What part of "waking up in the crawl space of my house with a raccoon" sounds like a good night to you?
I need ur penis! This is not drunk texting, either! This is I need ur penis texting. There IS a difference!
Just got a lecture from Dad about how I need to be more responsible and start buying my weed in larger quantities so that i can save money. Like he was serious and kind of disappointed in me for not adapting to his method earlier.
I don't want to eat him, he probably tastes terrible.
is election day enough of a holiday to justify getting fucked up on a tuesday?
Apparently it costs $70 to clean vomit off the side of our apartment building.
Are you alive?
I googled "I don't want to vomit anymore," and "how to rip out your uvula," at 9 am this morning, but I'm still here. Uvula and all.
As i was laying there shouting that he dislocated my hip he actually reached his armed around and patted himself on the back
You gotta pick a side.

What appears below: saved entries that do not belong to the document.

Issue #886, opened 2021-11-15
Allow custom service naming/formatting


bardkalbakk:
Service name generation generates redundant names when processing Open API spec generated by NSwag. NSwag will create the operationId based on `${controller}_${method}` naming, in order to ensure unique operationId's in the document.

Example Open API 3 spec:
```
 "/api/Notifications/active": {
      "get": {
        "tags": [
          "Notifications"
        ],
        "operationId": "Notifications_GetActiveNotifications",
        "responses": {
          "200": {
            "description": "",
            "content": {
              "application/json": {
                "schema": {
                  "type": "array",
                  "items": {
                    "$ref": "#/components/schemas/Notification"
                  }
                }
              }
            }
          }
        }
      }
    },
```

Will produce the following Service class by openapi-typescript-codegen:
```
export class NotificationsService {

    /**
     * @returns Notification 
     * @throws ApiError
     */
    public static notificationsGetActiveNotifications(): CancelablePromise<Array<Notification>> {
        return __request({
            method: 'GET',
            path: `/api/Notifications/active`,
        });
    }

}
```

I would like to reduce this redunant naming so that notificationsGetActiveNotifications() method is instead named 
GetActiveNotifications().

I'm not sure this can be solved in a generic way, as this `controller_method` operationId naming is just the way NSwag does things, it's not in Open API spec.

If we can have a means of doing custom naming then this can be solved on a per project basis. And that would be awsome.

[]Default NSwag operationId name generator:
https://github.com/RicoSuter/NSwag/blob/002641eb859ebd71ab69435a3f387a762b482abc/src/NSwag.CodeGeneration/OperationNameGenerators/MultipleClientsFromOperationIdOperationNameGenerator.cs#L70

ferdikoomen:
@bardkalbakk you are fixing an issue in the spec with the generator.. I get this is an 'easy' place to fix this, but it's really an issue with the generated spec. Can you inject some 'x-operation-name' keys in there? otherwise we could have a look at those. The PR you have now changes it for everybody, but some might need the name in there, for instance:

`UserService.userInfo()` or `OrdersService.ordersByName()`, we cannot assume we can strip out the "User" or "Orders" part form the operations.

bardkalbakk:
Well in this case we also control the API and spec generation with NSwag, so it was handled there*

[...]

PR #887, opened 2021-11-15
Optimize redundant operationName naming

bardkalbakk:
Simple implementation example of issue #886. Currently just implementing in OpenApi V3 parser.

Possible adjustments:
- Add runtime flag (--nswag-operationids) for doing this mutation of method names
- Check if `openApi["x-generator"].startsWith('NSwag')`  before running mutation, as an extra layer of precaution.

**Original service class without this fix:**
```
export class NotificationsService {

    /**
     * @returns Notification 
     * @throws ApiError
     */
    public static notificationsGetActiveNotifications(): CancelablePromise<Array<Notification>> {
        return __request({
            method: 'GET',
            path: `/api/Notifications/active`,
        });
    }

}
```

**With this fix:**
```
export class NotificationsService {

    /**
     * @returns Notification 
     * @throws ApiError
     */
    public static getActiveNotifications(): CancelablePromise<Array<Notification>> {
        return __request({
            method: 'GET',
            path: `/api/Notifications/active`,
        });
    }

}
```

### DIFF
--- a/src/openApi/v3/parser/getOperation.ts
+++ b/src/openApi/v3/parser/getOperation.ts
@@ -26,7 +26,13 @@ export function getOperation(
 ): Operation {
     const serviceName = getServiceName(tag);
     const operationNameFallback = `${method}${serviceName}`;
-    const operationName = getOperationName(op.operationId || operationNameFallback);
+    
+        // Remove possible redundant serviceName from operationId before generating operationName
+    let operationId = op.operationId;
+    if (operationId?.startsWith(serviceName + '_')) {
+        operationId = operationId.split(serviceName + '_')[1];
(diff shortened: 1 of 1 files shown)


ferdikoomen:
@bardkalbakk you are fixing an issue in the spec with the generator.. I get this is an 'easy' place to fix this, but it's really an issue with the generated spec. Can you inject some 'x-operation-name' keys in there? otherwise we could have a look at those. The PR you have now changes it for everybody, but some might need the name in there, for instance:

UserService.userInfo() or OrdersService.ordersByName(), we cannot assume we can strip out the "User" or "Orders" part form the operations.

My suggestion: side with tits.
did you see me getting spanked by that lady cop who was a guy?
I'm in the fetal position watching the little mermaid and trying not to die. When do you come home?
I sat on my couch last night watching What Women Want, eating ice cream, and sobbing "why doesn't she like me?" Why was I born a man?
I'm hungover during 4th grade graduation practice. I AM THEIR FUTURE.
It took him 15 minutes to put the condom on.
He wanted to take me to breakfast in the morning. He told me he respects me after I said no. I told him to respect me at a distance.